PR #6756, opened 2025-05-08
dont bust cache on external file change

jessfraz:


pierremtb (approved):
Tested the change to the `isImportedInCurrentFile` block, still works well here and we have this test https://github.com/KittyCAD/modeling-app/blob/353017df5c10edfbbe85749ce197688507a76e5e/e2e/playwright/point-click-assemblies.spec.ts#L712-L713 that backs it up. Thank you!

PR #6765, opened 2025-05-08
Enable hotkeys for toolbar items within dropdowns

### LINKED ISSUE #6764: Hotkeys for toolbar items in dropdowns do not work
If a toolbar item does not have an icon button it doesn't register its hotkey. This can be seen by trying to type <kbd>A</kbd> while in sketch mode to draw a Tangential Arc, which has been moved into the dropdown recently.

This can be fixed by registering the hotkeys at the top level of the toolbar all at once, or even better registering them outside of React with editable hotkeys (I don't know where the issue for that feature went).

franknoirot:
Fixes #6764. Hotkeys were not being registered for toolbar items that were within dropdowns, because they're registered in the tooltips of the top-level buttons 🤦🏻. It took me a while to figure out why I did this nonsense, but it's because `useHotkeys` hook is a little cumbersome for our use case. You cannot `map` or `forEach` over the toolbar items in one place to register the hotkeys at once with `useHotkeys`, because that would break the ["Rules of Hooks™️"](https://react.dev/reference/rules/rules-of-hooks).

I've put a block comment explaining the weirdness and making a TODO to use a sane hotkey system, and added `useHotkey` into ActionButtonDropdown too. All that needs refactored.


franknoirot:
Because the popover elements in the toolbar are no longer unmounted when closed, there are locators in the E2E tests that are now coming up as matching multiple elements. I've marked this as WIP until I can fix those.

src/lib/toolbar.ts
```diff
@@ -681,6 +680,10 @@ export const toolbarConfig: Record<ToolbarModeName, ToolbarMode> = {
             title: 'Center rectangle',
             description: 'Start drawing a rectangle from its center',
             links: [],
+            hotkey: (state) =>
+              state.matches({ Sketch: 'Center Rectangle tool' })
+                ? ['Esc', 'Alt+R']
```
pierremtb, line 685: Just a dumb question probably: why is the order here flipped vs Circle three point tool?

pierremtb (approved):
Feels so good locally! Ty for this

src/lib/toolbar.ts
franknoirot: No reason at all let me fix
```suggestion
                ? ['Alt+R', 'Esc']
```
□ □ □ □ □
Exercise prompt ::
With no additions or omissions, transcribe every record.

The answer ::
PR #6756, opened 2025-05-08
dont bust cache on external file change

jessfraz:


pierremtb (approved):
Tested the change to the `isImportedInCurrentFile` block, still works well here and we have this test https://github.com/KittyCAD/modeling-app/blob/353017df5c10edfbbe85749ce197688507a76e5e/e2e/playwright/point-click-assemblies.spec.ts#L712-L713 that backs it up. Thank you!

PR #6765, opened 2025-05-08
Enable hotkeys for toolbar items within dropdowns

### LINKED ISSUE #6764: Hotkeys for toolbar items in dropdowns do not work
If a toolbar item does not have an icon button it doesn't register its hotkey. This can be seen by trying to type <kbd>A</kbd> while in sketch mode to draw a Tangential Arc, which has been moved into the dropdown recently.

This can be fixed by registering the hotkeys at the top level of the toolbar all at once, or even better registering them outside of React with editable hotkeys (I don't know where the issue for that feature went).

franknoirot:
Fixes #6764. Hotkeys were not being registered for toolbar items that were within dropdowns, because they're registered in the tooltips of the top-level buttons 🤦🏻. It took me a while to figure out why I did this nonsense, but it's because `useHotkeys` hook is a little cumbersome for our use case. You cannot `map` or `forEach` over the toolbar items in one place to register the hotkeys at once with `useHotkeys`, because that would break the ["Rules of Hooks™️"](https://react.dev/reference/rules/rules-of-hooks).

I've put a block comment explaining the weirdness and making a TODO to use a sane hotkey system, and added `useHotkey` into ActionButtonDropdown too. All that needs refactored.


franknoirot:
Because the popover elements in the toolbar are no longer unmounted when closed, there are locators in the E2E tests that are now coming up as matching multiple elements. I've marked this as WIP until I can fix those.

src/lib/toolbar.ts
```diff
@@ -681,6 +680,10 @@ export const toolbarConfig: Record<ToolbarModeName, ToolbarMode> = {
             title: 'Center rectangle',
             description: 'Start drawing a rectangle from its center',
             links: [],
+            hotkey: (state) =>
+              state.matches({ Sketch: 'Center Rectangle tool' })
+                ? ['Esc', 'Alt+R']
```
pierremtb, line 685: Just a dumb question probably: why is the order here flipped vs Circle three point tool?

pierremtb (approved):
Feels so good locally! Ty for this

src/lib/toolbar.ts
franknoirot: No reason at all let me fix
```suggestion
                ? ['Alt+R', 'Esc']
```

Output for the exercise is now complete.